> [DATA IN THIS EXERCISE]:
-- -- --

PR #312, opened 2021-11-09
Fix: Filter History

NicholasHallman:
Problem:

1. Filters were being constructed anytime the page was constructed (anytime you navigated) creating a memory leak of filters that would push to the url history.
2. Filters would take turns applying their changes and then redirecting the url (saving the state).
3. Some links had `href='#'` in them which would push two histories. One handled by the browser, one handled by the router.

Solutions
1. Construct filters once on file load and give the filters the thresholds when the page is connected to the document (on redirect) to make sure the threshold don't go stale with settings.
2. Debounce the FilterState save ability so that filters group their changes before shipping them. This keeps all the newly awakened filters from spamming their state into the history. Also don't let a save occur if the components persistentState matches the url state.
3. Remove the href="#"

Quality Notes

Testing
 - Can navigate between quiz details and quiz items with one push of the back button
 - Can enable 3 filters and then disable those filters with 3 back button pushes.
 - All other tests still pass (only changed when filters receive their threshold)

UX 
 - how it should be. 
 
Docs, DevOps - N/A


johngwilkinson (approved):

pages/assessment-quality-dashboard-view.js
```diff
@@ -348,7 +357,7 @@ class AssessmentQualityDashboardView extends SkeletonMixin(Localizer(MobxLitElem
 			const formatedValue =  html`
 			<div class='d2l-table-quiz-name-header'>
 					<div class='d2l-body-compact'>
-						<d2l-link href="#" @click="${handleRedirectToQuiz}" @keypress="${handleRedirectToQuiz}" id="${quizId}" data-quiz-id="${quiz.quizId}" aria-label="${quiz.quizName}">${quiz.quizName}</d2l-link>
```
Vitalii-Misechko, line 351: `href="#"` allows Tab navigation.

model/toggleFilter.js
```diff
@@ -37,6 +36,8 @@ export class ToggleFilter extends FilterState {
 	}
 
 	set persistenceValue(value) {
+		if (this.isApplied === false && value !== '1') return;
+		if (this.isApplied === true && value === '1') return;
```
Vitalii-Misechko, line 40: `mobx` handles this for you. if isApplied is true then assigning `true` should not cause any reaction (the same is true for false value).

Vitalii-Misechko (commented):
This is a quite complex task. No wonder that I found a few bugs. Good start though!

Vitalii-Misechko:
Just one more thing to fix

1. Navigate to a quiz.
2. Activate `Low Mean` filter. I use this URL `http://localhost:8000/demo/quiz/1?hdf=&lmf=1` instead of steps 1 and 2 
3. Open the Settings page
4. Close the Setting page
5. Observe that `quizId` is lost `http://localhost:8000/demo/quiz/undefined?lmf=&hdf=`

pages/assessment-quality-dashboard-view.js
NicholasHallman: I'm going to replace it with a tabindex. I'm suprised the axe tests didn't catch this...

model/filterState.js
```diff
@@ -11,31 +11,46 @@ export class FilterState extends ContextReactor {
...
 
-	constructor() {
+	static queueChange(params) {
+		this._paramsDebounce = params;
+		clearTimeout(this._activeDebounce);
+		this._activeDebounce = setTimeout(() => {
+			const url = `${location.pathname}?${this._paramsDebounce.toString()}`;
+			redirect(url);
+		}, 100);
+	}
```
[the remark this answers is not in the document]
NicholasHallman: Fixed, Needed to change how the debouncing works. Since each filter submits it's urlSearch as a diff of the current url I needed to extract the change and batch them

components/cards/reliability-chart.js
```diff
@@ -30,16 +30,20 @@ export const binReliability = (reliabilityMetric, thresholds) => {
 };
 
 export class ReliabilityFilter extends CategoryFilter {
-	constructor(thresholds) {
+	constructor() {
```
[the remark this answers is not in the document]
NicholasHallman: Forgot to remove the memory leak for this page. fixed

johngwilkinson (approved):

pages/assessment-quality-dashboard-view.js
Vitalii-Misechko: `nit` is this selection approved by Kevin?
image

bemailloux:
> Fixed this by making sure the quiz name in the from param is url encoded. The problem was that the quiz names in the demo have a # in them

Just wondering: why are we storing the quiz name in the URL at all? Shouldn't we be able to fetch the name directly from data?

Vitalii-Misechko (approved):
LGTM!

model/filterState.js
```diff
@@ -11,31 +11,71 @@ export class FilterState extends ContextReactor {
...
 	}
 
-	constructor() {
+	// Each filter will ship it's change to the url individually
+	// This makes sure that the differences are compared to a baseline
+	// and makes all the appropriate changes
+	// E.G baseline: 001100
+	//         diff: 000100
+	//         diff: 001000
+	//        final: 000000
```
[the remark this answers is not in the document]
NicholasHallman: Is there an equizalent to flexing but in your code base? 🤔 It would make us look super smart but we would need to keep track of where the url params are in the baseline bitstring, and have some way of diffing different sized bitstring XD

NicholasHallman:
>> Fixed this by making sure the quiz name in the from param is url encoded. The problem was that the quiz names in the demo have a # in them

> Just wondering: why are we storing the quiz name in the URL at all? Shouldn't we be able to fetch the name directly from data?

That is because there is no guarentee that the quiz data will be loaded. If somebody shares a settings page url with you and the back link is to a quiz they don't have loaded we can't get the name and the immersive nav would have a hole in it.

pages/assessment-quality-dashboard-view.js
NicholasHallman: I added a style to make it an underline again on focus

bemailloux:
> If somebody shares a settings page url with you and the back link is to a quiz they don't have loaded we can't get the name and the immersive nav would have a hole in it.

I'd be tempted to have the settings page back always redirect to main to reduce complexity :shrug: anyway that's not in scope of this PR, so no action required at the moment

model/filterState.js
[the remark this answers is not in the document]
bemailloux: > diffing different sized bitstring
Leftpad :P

-- -- --

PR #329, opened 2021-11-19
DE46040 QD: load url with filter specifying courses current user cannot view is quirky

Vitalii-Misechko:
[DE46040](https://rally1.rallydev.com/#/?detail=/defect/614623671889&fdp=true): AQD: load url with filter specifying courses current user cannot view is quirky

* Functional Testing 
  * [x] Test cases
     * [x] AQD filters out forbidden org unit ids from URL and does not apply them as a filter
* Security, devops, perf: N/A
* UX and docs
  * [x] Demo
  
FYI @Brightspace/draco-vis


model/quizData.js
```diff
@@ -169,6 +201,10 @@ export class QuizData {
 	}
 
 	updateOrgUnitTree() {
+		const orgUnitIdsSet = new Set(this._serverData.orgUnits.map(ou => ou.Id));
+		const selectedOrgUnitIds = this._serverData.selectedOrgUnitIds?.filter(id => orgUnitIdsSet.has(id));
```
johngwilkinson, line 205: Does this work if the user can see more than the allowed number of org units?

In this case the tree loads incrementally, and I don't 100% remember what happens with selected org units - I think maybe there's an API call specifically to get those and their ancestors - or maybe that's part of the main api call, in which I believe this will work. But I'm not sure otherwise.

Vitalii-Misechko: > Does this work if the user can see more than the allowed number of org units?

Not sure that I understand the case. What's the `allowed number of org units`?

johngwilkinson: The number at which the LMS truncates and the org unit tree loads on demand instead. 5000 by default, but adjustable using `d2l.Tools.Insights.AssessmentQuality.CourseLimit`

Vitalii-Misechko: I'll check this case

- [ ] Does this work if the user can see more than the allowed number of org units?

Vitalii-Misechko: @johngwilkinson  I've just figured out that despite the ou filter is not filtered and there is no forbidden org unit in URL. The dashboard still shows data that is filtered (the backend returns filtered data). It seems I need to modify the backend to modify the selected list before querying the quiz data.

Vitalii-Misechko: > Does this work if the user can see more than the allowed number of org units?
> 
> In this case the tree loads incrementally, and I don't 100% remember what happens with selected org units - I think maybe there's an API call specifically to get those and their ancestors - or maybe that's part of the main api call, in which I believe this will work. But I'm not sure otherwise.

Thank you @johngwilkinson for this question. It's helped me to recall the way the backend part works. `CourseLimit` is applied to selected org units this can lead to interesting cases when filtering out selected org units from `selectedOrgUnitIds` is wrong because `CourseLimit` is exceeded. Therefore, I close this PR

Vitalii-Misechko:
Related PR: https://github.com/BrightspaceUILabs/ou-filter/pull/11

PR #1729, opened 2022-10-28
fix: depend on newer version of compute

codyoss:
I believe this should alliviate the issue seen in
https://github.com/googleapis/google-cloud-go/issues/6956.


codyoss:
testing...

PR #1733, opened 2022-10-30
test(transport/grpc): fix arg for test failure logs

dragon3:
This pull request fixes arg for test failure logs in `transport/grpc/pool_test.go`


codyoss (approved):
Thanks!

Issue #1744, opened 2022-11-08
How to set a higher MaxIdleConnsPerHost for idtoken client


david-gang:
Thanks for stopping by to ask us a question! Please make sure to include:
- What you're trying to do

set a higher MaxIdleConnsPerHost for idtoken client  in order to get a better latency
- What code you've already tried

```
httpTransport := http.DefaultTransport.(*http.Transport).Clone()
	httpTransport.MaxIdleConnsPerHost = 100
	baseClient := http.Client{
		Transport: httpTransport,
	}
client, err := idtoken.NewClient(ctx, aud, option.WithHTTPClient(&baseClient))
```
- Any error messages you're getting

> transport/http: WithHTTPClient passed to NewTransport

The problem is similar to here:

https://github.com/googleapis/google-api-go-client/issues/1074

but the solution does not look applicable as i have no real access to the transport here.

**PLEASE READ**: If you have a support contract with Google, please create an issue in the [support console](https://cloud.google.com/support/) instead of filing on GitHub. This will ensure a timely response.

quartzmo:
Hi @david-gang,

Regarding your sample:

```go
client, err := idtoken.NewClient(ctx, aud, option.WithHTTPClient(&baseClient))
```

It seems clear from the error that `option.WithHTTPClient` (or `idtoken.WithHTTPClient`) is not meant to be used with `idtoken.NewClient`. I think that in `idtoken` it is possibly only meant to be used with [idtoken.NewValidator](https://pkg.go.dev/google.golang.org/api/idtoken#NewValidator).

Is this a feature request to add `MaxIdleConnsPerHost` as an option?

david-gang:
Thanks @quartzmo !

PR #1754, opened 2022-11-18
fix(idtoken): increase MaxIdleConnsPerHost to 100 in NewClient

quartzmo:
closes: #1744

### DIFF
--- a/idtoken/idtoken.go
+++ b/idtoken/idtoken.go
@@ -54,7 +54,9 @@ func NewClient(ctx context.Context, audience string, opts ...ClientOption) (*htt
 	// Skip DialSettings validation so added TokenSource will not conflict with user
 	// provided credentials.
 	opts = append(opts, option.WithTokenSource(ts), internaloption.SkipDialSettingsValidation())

-- -- --

> [WHAT TO PRODUCE]:
Copy each line above containing the string "request".

> [SOLUTION]:
This pull request fixes arg for test failure logs in `transport/grpc/pool_test.go`
Is this a feature request to add `MaxIdleConnsPerHost` as an option?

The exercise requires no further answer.